** Record set follows **

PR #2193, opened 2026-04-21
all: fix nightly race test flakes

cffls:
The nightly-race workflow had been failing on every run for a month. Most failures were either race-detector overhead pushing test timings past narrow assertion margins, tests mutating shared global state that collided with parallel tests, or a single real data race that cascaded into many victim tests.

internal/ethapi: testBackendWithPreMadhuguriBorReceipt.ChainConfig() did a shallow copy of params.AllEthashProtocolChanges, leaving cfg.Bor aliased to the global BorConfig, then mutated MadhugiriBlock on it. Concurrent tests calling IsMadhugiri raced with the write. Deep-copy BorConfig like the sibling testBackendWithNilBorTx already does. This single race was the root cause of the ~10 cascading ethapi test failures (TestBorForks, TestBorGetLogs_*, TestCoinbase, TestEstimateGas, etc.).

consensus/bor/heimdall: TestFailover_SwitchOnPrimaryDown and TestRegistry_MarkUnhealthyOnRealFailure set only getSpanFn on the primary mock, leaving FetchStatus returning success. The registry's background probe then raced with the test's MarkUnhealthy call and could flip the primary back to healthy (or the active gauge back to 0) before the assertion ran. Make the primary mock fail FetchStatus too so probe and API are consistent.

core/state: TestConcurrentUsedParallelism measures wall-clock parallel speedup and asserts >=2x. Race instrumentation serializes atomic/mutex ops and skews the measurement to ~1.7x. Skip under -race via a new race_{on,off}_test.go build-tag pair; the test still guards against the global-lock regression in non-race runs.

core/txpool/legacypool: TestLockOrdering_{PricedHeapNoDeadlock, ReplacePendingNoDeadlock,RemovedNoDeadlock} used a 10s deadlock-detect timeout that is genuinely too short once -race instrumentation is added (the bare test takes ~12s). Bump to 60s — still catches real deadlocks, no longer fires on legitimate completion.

** End of Record set **

» Task statement:
An exact copy of every record is required.

» Written response:
PR #2193, opened 2026-04-21
all: fix nightly race test flakes

cffls:
The nightly-race workflow had been failing on every run for a month. Most failures were either race-detector overhead pushing test timings past narrow assertion margins, tests mutating shared global state that collided with parallel tests, or a single real data race that cascaded into many victim tests.

internal/ethapi: testBackendWithPreMadhuguriBorReceipt.ChainConfig() did a shallow copy of params.AllEthashProtocolChanges, leaving cfg.Bor aliased to the global BorConfig, then mutated MadhugiriBlock on it. Concurrent tests calling IsMadhugiri raced with the write. Deep-copy BorConfig like the sibling testBackendWithNilBorTx already does. This single race was the root cause of the ~10 cascading ethapi test failures (TestBorForks, TestBorGetLogs_*, TestCoinbase, TestEstimateGas, etc.).

consensus/bor/heimdall: TestFailover_SwitchOnPrimaryDown and TestRegistry_MarkUnhealthyOnRealFailure set only getSpanFn on the primary mock, leaving FetchStatus returning success. The registry's background probe then raced with the test's MarkUnhealthy call and could flip the primary back to healthy (or the active gauge back to 0) before the assertion ran. Make the primary mock fail FetchStatus too so probe and API are consistent.

core/state: TestConcurrentUsedParallelism measures wall-clock parallel speedup and asserts >=2x. Race instrumentation serializes atomic/mutex ops and skews the measurement to ~1.7x. Skip under -race via a new race_{on,off}_test.go build-tag pair; the test still guards against the global-lock regression in non-race runs.

core/txpool/legacypool: TestLockOrdering_{PricedHeapNoDeadlock, ReplacePendingNoDeadlock,RemovedNoDeadlock} used a 10s deadlock-detect timeout that is genuinely too short once -race instrumentation is added (the bare test takes ~12s). Bump to 60s — still catches real deadlocks, no longer fires on legitimate completion.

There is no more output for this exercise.